## Introduction to Pandas

Pandas is a powerful Python **library** for data manipulation and analysis.

**_Pandas_** is an open-source Python library designed for data manipulation and analysis.
It provides powerful, flexible data structures—primarily the one-dimensional Series and two-dimensional DataFrame—which make it easy **to work** with structured data such as spreadsheets, SQL tables, or CSV files.

It supports automatic alignment, missing data handling, and rich data manipulation functions.


##### _Pandas provides a convenient way to analyze and clean data._

##### _The Pandas library introduces two new data structures to Python - Series and DataFrame, both of which are built on top of NumPy._

Pandas offers a wide range of functions for analyzing, cleaning, exploring, and transforming data. Common tasks include handling missing values, filtering and merging datasets, grouping and summarizing data, and preparing data for visualization or machine learning. It is especially valued in data science for its ability to efficiently process **large datasets** and streamline repetitive data-wrangling tasks

#### Analogy (Expanded):
        - Think of a Pandas DataFrame like an Excel spreadsheet in Python.

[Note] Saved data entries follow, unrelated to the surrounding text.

PR #1550, opened 2026-08-13
Always find a GNIRS acquisition filter, and acquire on the blue camera

toddburnside:
A GNIRS observation at 5µm could not generate a sequence: it failed with "No Gnirs spectroscopy filter available for wavelength: 5000000". The acquisition filters cover 1.030-2.490µm plus PAH's 3.266-3.321µm, and fromAcquisitionWavelength required strict containment, so every M-band config and every L-band config outside the PAH band had no acquisition filter at all. Gaps at 1.370-1.490 and 1.800-1.910µm failed the same way — the latter reachable from a cross-dispersed config, whose LC SXD optimal wavelength is 1.85µm.

fromAcquisitionWavelength is now total: containment first, then ThermalAcquisitionFilter above the 2.5µm blue/red boundary, then the nearest broadband order filter for the remaining gaps. Acquisition must always be possible for a wavelength the instrument can observe.

Per the GNIRS instrument scientists, thermal-IR science is acquired with the blue camera at the same pixel scale (short and long are never mixed) in H, or in H2 when the target is very bright, which the existing brightness rule already handles. GnirsCamera gains blue and red accessors for that; red is not used yet but is what a manual override to acquire on the red camera will want. PAH drops out of automatic selection, since a 3.3µm filter has no place on the blue camera; it remains available as an explicit choice, and Explore's dropdown is unaffected because it uses AcquisitionFilters.

Returning a filter rather than an Either is binary incompatible, hence the tlBaseVersion bump.

### DIFF
--- a/modules/core/shared/src/main/scala/lucuma/core/enums/GnirsCamera.scala
+++ b/modules/core/shared/src/main/scala/lucuma/core/enums/GnirsCamera.scala
@@ -21,3 +21,18 @@ enum GnirsCamera(
   case LongRed extends GnirsCamera("LongRed", "LR", "Long Red", GnirsPixelScale.PixelScale_0_05)
   case ShortBlue extends GnirsCamera("ShortBlue", "SB", "Short Blue", GnirsPixelScale.PixelScale_0_15)
   case ShortRed extends GnirsCamera("ShortRed", "SR", "Short Red", GnirsPixelScale.PixelScale_0_15)
+
+  // The blue and red cameras come in pairs sharing a pixel scale, and short and long are
+  // never mixed within an observation, so changing colour always keeps the pixel scale.
+
+  /** The blue camera with this camera's pixel scale; itself, when already blue. */
+  def blue: GnirsCamera =
+    pixelScale match
+      case GnirsPixelScale.PixelScale_0_05 => GnirsCamera.LongBlue
+      case GnirsPixelScale.PixelScale_0_15 => GnirsCamera.ShortBlue
+
+  /** The red camera with this camera's pixel scale; itself, when already red. */
+  def red: GnirsCamera =
+    pixelScale match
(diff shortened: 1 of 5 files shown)


modules/core/shared/src/main/scala/lucuma/core/enums/GnirsCamera.scala
```diff
@@ -20,4 +20,19 @@ enum GnirsCamera(
...
   case ShortBlue extends GnirsCamera("ShortBlue", "SB", "Short Blue", GnirsPixelScale.PixelScale_0_15)
-  case ShortRed extends GnirsCamera("ShortRed", "SR", "Short Red", GnirsPixelScale.PixelScale_0_15)
\ No newline at end of file
+  case ShortRed extends GnirsCamera("ShortRed", "SR", "Short Red", GnirsPixelScale.PixelScale_0_15)
+
+  // The blue and red cameras come in pairs sharing a pixel scale, and short and long are
+  // never mixed within an observation, so changing colour always keeps the pixel scale.
+
+  /** The blue camera with this camera's pixel scale; itself, when already blue. */
+  def blue: GnirsCamera =
```
cquiroz, line 29: seems odd, like it were a new camera but i guess that's not the intent. is this what clients would use rather than the enums directly?

cquiroz (approved):
LGTM

modules/core/shared/src/main/scala/lucuma/core/enums/GnirsCamera.scala
toddburnside: Not exactly. The ODB will use this to get the blue version of the red camera at the same pixel scale. It needs to use the blue camera for acquisitions for red cameral science. But it can't mix long and short.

        - It has rows and columns, labels, and allows you to perform operations like sorting, filtering, and calculations — but with the full power and speed of Python and NumPy behind it.

### What is Pandas Used for?

Pandas is a powerful library generally used for:

        - Data Cleaning
        - Data Transformation
        - Data Analysis
        - Machine Learning
        - Data Visualization

### Why Use Pandas?

Some of the reasons why we should use Pandas are as follows:

1. Handle Large Data Efficiently

Pandas is designed for handling large datasets. It provides powerful tools that simplify tasks like data filtering, transforming, and merging.

It also provides built-in functions to work with formats like CSV, JSON, TXT, Excel, and SQL databases.

2. Tabular Data Representation

Pandas DataFrames, the primary data structure of Pandas, handle data in tabular format. This allows easy indexing, selecting, replacing, and slicing of data.

3. Data Cleaning and Preprocessing

Data cleaning and preprocessing are essential steps in the data analysis pipeline, and Pandas provides powerful tools to facilitate these tasks. It has methods for handling missing values, removing duplicates, handling outliers, data normalization, etc.

4. Time Series Functionality

Pandas contains an extensive set of tools for working with dates, times, and time-indexed data as it was initially developed for financial modeling.

5. Free and Open-Source

Pandas follows the same principles as Python, allowing you to use and distribute Pandas for free, even for commercial use.


#### Import Pandas in Python

We can import Pandas in Python using the import statement.


In [1]:
# This code imports the pandas library into our program with the alias pd.
import pandas as pd

After this import statement, we can use Pandas functions and objects by calling them with pd.

##### **Notes:**

        - If we import pandas without an alias using import pandas, we can create a DataFrame using the pandas.DataFrame() function.

        - Using an alias pd is a common convention among Python programmers, as it makes it easier and quicker to refer to the pandas library in your code.

#### Main Data Structures of Pandas
Pandas, a popular Python library for data manipulation and analysis, is built around **two** primary data structures: Series and DataFrame.

##### **Series**

A Series is a ***one-dimensional*** labeled array capable of holding data of any type (integer, string, float, etc.).

Each element in a Series has an associated label, called an index, which allows for fast and flexible data access and manipulation.

You can think of a Series as similar to a single column in a spreadsheet or a database table.

##### **DataFrame**

A DataFrame is a ***two-dimensional***, size-mutable, and potentially heterogeneous tabular data structure.

It consists of an ordered collection of columns, each of which can be a different data type (numeric, string, boolean, etc.).

DataFrames are analogous to spreadsheets or SQL tables, with both row and column indices.

Each column in a DataFrame is essentially a Series, and the DataFrame organizes these Series into a table-like structure.

***Additional Notes***
Both Series and DataFrame support a wide range of data types, including numeric, boolean, string (object), categorical, and datetime types.


In summary, pandas’ core data structures—Series (1D) and DataFrame (2D)—enable efficient and flexible handling of labeled data, making them essential tools for data science and analytics in Python.